» Required action:
Each line below that holds the word "github" counts once. Say how many such lines there are, and no more.
== Data to use ==
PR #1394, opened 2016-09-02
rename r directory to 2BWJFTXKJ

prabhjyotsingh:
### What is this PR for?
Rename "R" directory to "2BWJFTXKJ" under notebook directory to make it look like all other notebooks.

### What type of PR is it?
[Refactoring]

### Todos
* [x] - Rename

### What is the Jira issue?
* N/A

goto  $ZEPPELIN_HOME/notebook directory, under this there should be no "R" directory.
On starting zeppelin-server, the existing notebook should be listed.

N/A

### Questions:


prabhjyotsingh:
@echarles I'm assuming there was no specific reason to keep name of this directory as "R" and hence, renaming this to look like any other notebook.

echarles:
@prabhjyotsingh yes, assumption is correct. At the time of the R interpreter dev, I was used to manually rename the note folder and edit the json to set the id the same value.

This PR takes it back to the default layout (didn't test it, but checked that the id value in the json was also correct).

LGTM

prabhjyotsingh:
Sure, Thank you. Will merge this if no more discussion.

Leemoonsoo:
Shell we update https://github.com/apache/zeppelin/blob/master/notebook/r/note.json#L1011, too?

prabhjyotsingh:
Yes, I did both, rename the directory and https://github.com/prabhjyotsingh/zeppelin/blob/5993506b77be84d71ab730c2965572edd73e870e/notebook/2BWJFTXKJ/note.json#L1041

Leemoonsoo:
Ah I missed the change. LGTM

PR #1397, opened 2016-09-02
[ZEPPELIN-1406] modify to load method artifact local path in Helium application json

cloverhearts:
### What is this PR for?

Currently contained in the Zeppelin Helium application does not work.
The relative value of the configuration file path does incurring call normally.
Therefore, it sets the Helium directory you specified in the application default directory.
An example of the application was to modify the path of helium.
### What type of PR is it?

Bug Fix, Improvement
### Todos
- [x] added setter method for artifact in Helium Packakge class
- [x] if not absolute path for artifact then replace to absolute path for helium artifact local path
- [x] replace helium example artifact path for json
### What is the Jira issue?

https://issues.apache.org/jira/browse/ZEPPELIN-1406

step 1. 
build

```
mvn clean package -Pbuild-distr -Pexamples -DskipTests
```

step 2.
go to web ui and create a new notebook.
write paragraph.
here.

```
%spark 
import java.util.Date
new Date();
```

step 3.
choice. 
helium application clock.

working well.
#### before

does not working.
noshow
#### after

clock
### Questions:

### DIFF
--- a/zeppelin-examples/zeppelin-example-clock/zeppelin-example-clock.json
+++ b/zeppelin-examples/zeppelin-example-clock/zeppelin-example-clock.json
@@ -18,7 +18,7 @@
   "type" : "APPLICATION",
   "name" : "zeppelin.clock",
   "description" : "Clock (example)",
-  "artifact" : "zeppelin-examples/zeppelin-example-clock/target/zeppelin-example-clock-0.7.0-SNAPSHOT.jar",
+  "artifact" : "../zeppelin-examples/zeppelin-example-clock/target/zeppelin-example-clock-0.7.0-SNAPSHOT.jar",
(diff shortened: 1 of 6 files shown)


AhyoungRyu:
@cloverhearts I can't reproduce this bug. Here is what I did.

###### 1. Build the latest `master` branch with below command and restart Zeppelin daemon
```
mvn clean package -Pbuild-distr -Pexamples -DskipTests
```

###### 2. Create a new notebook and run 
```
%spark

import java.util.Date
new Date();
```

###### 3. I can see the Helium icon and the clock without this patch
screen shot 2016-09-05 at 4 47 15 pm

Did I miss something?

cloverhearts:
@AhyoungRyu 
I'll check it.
===
» Result of the task:
2